8.配偶者の居住権を保護するための方策(配偶者配偶者居住権)

⑴ 配偶者居住権の意義とその成立

 近年の高齢化社会の進展により,配偶者の相続開始時点で生存配偶者が既に高齢となっている事案が増加していますが,平均寿命の伸長に伴い,その配偶者がその後長期間にわたって生活を継続する場合も少なくありません。このような場合には,その配偶者としては,住み慣れた居住環境での生活を継続するために居住権を確保しつつ,かつ,その後の生活資金としてそれ以外の財産(金銭・預貯金)についても一定程度確保したいという希望を有する場合も多いと考えられます。
 しかし,現行法下において,遺産分割協議等により,配偶者が居住建物の所有権を取得すると居住建物の評価額によっては,配偶者がそれ以外の遺産(預貯金や金銭)を十分に取得することができなくなり,その後の生活に支障を来すおそれがあります。
 例えば,被相続人の遺産が,居住建物(評価額2000万円)と預貯金(3000万円)であり,その相続人が配偶者と子の2名であった場合において,配偶者と子は遺産を2分の1ずつ相続するという前提で遺産分割協議をし,配偶者が居住建物を取得したとします。
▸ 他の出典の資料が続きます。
PR #904, opened 2025-03-31
Fix issue 878

jcp19:


ArquintL (approved):
Can you please adapt the documentation on lines 120-138?
Furthermore, this PR introduces `low` assumptions and invariants unconditionally on whether we enabled a product construction. I would find it cleaner to do so only if `hyperMode` is set to `on` or `extended` such that we can check for the existence of `low` and `lowEvent` assertions instead of blindly removing them when `hyperMode` is disabled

そうしますと配偶者が取得できる遺産は,次のようになるため,配偶者はその後の生活資金を十分に確保できなくなるおそれがあります。

<遺産分割協議結果~その1>
遺産総額 居住建物(評価額2000万円)+預貯金(3000万円)=5000万円
相続割合 1/2ずつ
各自の具体的相続額 5000万円×1/2=2500万円
∴ 配偶者 2500万円の内訳
    居住建物(評価額2000万円)
    預貯金(500万円)
  子 預貯金(2500万円)

 さりとて,配偶者が生活資金を確保するため,相続する預貯金の額を増やそうとすると,今度は,居住建物を相続できなくなってしまいます。

<遺産分割協議結果~その2>
遺産総額 居住建物(評価額2000万円)+預貯金(3000万円)=5000万円
相続割合 1/2ずつ
各自の具体的相続額 5000万円×1/2=2500万円
∴ 配偶者 預貯金(2500万円)
  子  2500万円の内訳
   居住建物(評価額2000万円)
   預貯金(500万円)

 その結果,引き続き居住建物に住み続けるには,子との間で使用貸借または賃貸者契約を締結しなければならなくなります。そして,子がこれらの契約の締結を拒んだ場合には,居住建物に住み続けることができなくなってしまいます。
 そこで,改正相続法は,「相続人の配偶者(以下この章において単に「配偶者」という。)は,被相続人の財産に属した建物に相続開始の時に居住していた場合において,次の各号のいずれかに該当するときは,その居住していた建物(以下この節において「居住建物」という。)の全部について無償で使用及び収益をする権利(以下この章において「配偶者居住権」という。)を取得する。ただし,被相続人が相続開始の時に居住建物を配偶者以外の者と共有していた場合にあっては,この限りでない。
① 遺産の分割によって配偶者居住権を取得するものとされたとき。
② 配偶者居住権が遺贈の目的とされたとき。」
旨の規定を新たに設け,生存配偶者の居住権を長期的に保護し,かつ,他方配偶者の死亡後の生活資金としてそれ以外の財産についても一定程度確保できる余地を認める制度として,配偶者居住権(注1)の制度を明文化しました(新民法1028条1項)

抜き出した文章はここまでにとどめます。